- _What to produce_: Would you repeat every line of the data exactly?

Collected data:
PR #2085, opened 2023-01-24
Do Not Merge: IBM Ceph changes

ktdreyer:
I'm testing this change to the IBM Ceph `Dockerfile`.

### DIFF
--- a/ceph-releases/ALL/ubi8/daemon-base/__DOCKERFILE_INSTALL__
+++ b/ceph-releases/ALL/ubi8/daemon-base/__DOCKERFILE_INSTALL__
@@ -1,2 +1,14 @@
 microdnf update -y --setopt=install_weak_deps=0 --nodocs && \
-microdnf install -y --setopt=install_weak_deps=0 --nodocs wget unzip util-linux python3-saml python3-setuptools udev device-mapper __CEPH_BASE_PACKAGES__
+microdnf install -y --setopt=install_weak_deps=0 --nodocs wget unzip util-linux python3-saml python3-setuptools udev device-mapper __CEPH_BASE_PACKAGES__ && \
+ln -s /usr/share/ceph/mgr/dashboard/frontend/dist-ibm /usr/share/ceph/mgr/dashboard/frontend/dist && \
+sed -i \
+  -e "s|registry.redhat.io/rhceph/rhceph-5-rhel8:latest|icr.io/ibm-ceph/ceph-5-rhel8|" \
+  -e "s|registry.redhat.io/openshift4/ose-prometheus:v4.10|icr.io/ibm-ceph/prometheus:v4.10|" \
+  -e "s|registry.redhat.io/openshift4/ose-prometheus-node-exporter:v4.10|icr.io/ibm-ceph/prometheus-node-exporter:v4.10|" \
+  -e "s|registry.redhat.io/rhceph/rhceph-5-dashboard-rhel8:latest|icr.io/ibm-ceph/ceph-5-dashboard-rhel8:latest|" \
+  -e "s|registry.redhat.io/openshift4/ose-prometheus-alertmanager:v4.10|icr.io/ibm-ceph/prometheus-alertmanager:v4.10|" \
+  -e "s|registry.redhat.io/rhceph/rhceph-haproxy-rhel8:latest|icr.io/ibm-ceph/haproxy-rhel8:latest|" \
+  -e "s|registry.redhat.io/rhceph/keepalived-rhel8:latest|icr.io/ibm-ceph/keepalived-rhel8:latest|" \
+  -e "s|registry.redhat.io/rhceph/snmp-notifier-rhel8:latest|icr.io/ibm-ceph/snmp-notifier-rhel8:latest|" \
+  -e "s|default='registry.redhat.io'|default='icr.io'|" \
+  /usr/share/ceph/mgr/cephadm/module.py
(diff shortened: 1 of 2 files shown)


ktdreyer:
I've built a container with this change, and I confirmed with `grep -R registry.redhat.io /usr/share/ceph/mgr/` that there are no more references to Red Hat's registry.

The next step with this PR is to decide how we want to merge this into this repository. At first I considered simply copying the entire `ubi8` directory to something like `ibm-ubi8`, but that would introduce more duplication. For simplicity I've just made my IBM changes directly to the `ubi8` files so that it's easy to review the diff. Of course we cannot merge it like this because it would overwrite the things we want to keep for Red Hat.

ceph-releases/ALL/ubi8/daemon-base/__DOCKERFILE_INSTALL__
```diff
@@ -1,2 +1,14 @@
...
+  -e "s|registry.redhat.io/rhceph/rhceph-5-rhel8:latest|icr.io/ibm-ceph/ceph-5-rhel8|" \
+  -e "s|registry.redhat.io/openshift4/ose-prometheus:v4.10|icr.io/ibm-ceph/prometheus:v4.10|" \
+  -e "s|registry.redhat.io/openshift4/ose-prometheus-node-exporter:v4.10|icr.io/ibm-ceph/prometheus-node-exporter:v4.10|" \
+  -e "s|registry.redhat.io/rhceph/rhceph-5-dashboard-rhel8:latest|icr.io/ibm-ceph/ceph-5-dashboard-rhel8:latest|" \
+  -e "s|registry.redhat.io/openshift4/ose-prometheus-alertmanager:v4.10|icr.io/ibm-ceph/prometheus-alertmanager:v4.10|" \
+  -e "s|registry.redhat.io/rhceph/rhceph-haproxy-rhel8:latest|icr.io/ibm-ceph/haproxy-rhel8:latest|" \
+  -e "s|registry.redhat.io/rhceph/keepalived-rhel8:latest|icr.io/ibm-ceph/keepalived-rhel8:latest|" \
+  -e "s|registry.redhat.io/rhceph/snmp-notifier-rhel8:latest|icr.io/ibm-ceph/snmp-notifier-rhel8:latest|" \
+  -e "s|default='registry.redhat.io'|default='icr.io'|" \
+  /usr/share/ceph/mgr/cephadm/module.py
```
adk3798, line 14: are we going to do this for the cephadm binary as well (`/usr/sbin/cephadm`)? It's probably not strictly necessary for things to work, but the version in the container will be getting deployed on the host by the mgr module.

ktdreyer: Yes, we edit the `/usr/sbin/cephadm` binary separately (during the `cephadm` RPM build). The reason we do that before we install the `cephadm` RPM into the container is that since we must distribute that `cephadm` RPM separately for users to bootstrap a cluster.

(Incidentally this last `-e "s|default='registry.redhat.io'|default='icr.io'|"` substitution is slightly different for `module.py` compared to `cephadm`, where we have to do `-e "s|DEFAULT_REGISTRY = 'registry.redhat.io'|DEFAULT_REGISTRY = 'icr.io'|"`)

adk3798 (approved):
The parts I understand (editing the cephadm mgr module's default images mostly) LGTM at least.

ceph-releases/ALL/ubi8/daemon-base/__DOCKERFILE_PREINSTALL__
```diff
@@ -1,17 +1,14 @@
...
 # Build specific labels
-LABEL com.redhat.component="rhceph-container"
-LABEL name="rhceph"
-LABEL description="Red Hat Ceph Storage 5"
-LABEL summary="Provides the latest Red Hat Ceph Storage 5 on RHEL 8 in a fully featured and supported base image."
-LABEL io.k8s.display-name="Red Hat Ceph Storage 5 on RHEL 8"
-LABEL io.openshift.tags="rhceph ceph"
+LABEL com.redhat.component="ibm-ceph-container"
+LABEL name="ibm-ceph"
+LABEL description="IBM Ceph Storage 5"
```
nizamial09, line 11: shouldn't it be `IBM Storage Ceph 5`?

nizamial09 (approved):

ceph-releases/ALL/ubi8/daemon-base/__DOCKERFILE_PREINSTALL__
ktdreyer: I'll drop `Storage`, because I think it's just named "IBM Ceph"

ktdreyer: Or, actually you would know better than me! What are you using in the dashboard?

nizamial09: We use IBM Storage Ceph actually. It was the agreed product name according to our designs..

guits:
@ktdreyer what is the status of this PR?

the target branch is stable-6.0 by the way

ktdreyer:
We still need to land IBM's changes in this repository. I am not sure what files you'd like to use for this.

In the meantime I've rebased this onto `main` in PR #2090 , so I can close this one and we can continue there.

- _Written answer_:
PR #2085, opened 2023-01-24
Do Not Merge: IBM Ceph changes

ktdreyer:
I'm testing this change to the IBM Ceph `Dockerfile`.

### DIFF
--- a/ceph-releases/ALL/ubi8/daemon-base/__DOCKERFILE_INSTALL__
+++ b/ceph-releases/ALL/ubi8/daemon-base/__DOCKERFILE_INSTALL__
@@ -1,2 +1,14 @@
 microdnf update -y --setopt=install_weak_deps=0 --nodocs && \
-microdnf install -y --setopt=install_weak_deps=0 --nodocs wget unzip util-linux python3-saml python3-setuptools udev device-mapper __CEPH_BASE_PACKAGES__
+microdnf install -y --setopt=install_weak_deps=0 --nodocs wget unzip util-linux python3-saml python3-setuptools udev device-mapper __CEPH_BASE_PACKAGES__ && \
+ln -s /usr/share/ceph/mgr/dashboard/frontend/dist-ibm /usr/share/ceph/mgr/dashboard/frontend/dist && \
+sed -i \
+  -e "s|registry.redhat.io/rhceph/rhceph-5-rhel8:latest|icr.io/ibm-ceph/ceph-5-rhel8|" \
+  -e "s|registry.redhat.io/openshift4/ose-prometheus:v4.10|icr.io/ibm-ceph/prometheus:v4.10|" \
+  -e "s|registry.redhat.io/openshift4/ose-prometheus-node-exporter:v4.10|icr.io/ibm-ceph/prometheus-node-exporter:v4.10|" \
+  -e "s|registry.redhat.io/rhceph/rhceph-5-dashboard-rhel8:latest|icr.io/ibm-ceph/ceph-5-dashboard-rhel8:latest|" \
+  -e "s|registry.redhat.io/openshift4/ose-prometheus-alertmanager:v4.10|icr.io/ibm-ceph/prometheus-alertmanager:v4.10|" \
+  -e "s|registry.redhat.io/rhceph/rhceph-haproxy-rhel8:latest|icr.io/ibm-ceph/haproxy-rhel8:latest|" \
+  -e "s|registry.redhat.io/rhceph/keepalived-rhel8:latest|icr.io/ibm-ceph/keepalived-rhel8:latest|" \
+  -e "s|registry.redhat.io/rhceph/snmp-notifier-rhel8:latest|icr.io/ibm-ceph/snmp-notifier-rhel8:latest|" \
+  -e "s|default='registry.redhat.io'|default='icr.io'|" \
+  /usr/share/ceph/mgr/cephadm/module.py
(diff shortened: 1 of 2 files shown)


ktdreyer:
I've built a container with this change, and I confirmed with `grep -R registry.redhat.io /usr/share/ceph/mgr/` that there are no more references to Red Hat's registry.

The next step with this PR is to decide how we want to merge this into this repository. At first I considered simply copying the entire `ubi8` directory to something like `ibm-ubi8`, but that would introduce more duplication. For simplicity I've just made my IBM changes directly to the `ubi8` files so that it's easy to review the diff. Of course we cannot merge it like this because it would overwrite the things we want to keep for Red Hat.

ceph-releases/ALL/ubi8/daemon-base/__DOCKERFILE_INSTALL__
```diff
@@ -1,2 +1,14 @@
...
+  -e "s|registry.redhat.io/rhceph/rhceph-5-rhel8:latest|icr.io/ibm-ceph/ceph-5-rhel8|" \
+  -e "s|registry.redhat.io/openshift4/ose-prometheus:v4.10|icr.io/ibm-ceph/prometheus:v4.10|" \
+  -e "s|registry.redhat.io/openshift4/ose-prometheus-node-exporter:v4.10|icr.io/ibm-ceph/prometheus-node-exporter:v4.10|" \
+  -e "s|registry.redhat.io/rhceph/rhceph-5-dashboard-rhel8:latest|icr.io/ibm-ceph/ceph-5-dashboard-rhel8:latest|" \
+  -e "s|registry.redhat.io/openshift4/ose-prometheus-alertmanager:v4.10|icr.io/ibm-ceph/prometheus-alertmanager:v4.10|" \
+  -e "s|registry.redhat.io/rhceph/rhceph-haproxy-rhel8:latest|icr.io/ibm-ceph/haproxy-rhel8:latest|" \
+  -e "s|registry.redhat.io/rhceph/keepalived-rhel8:latest|icr.io/ibm-ceph/keepalived-rhel8:latest|" \
+  -e "s|registry.redhat.io/rhceph/snmp-notifier-rhel8:latest|icr.io/ibm-ceph/snmp-notifier-rhel8:latest|" \
+  -e "s|default='registry.redhat.io'|default='icr.io'|" \
+  /usr/share/ceph/mgr/cephadm/module.py
```
adk3798, line 14: are we going to do this for the cephadm binary as well (`/usr/sbin/cephadm`)? It's probably not strictly necessary for things to work, but the version in the container will be getting deployed on the host by the mgr module.

ktdreyer: Yes, we edit the `/usr/sbin/cephadm` binary separately (during the `cephadm` RPM build). The reason we do that before we install the `cephadm` RPM into the container is that since we must distribute that `cephadm` RPM separately for users to bootstrap a cluster.

(Incidentally this last `-e "s|default='registry.redhat.io'|default='icr.io'|"` substitution is slightly different for `module.py` compared to `cephadm`, where we have to do `-e "s|DEFAULT_REGISTRY = 'registry.redhat.io'|DEFAULT_REGISTRY = 'icr.io'|"`)

adk3798 (approved):
The parts I understand (editing the cephadm mgr module's default images mostly) LGTM at least.

ceph-releases/ALL/ubi8/daemon-base/__DOCKERFILE_PREINSTALL__
```diff
@@ -1,17 +1,14 @@
...
 # Build specific labels
-LABEL com.redhat.component="rhceph-container"
-LABEL name="rhceph"
-LABEL description="Red Hat Ceph Storage 5"
-LABEL summary="Provides the latest Red Hat Ceph Storage 5 on RHEL 8 in a fully featured and supported base image."
-LABEL io.k8s.display-name="Red Hat Ceph Storage 5 on RHEL 8"
-LABEL io.openshift.tags="rhceph ceph"
+LABEL com.redhat.component="ibm-ceph-container"
+LABEL name="ibm-ceph"
+LABEL description="IBM Ceph Storage 5"
```
nizamial09, line 11: shouldn't it be `IBM Storage Ceph 5`?

nizamial09 (approved):

ceph-releases/ALL/ubi8/daemon-base/__DOCKERFILE_PREINSTALL__
ktdreyer: I'll drop `Storage`, because I think it's just named "IBM Ceph"

ktdreyer: Or, actually you would know better than me! What are you using in the dashboard?

nizamial09: We use IBM Storage Ceph actually. It was the agreed product name according to our designs..

guits:
@ktdreyer what is the status of this PR?

the target branch is stable-6.0 by the way

ktdreyer:
We still need to land IBM's changes in this repository. I am not sure what files you'd like to use for this.

In the meantime I've rebased this onto `main` in PR #2090 , so I can close this one and we can continue there.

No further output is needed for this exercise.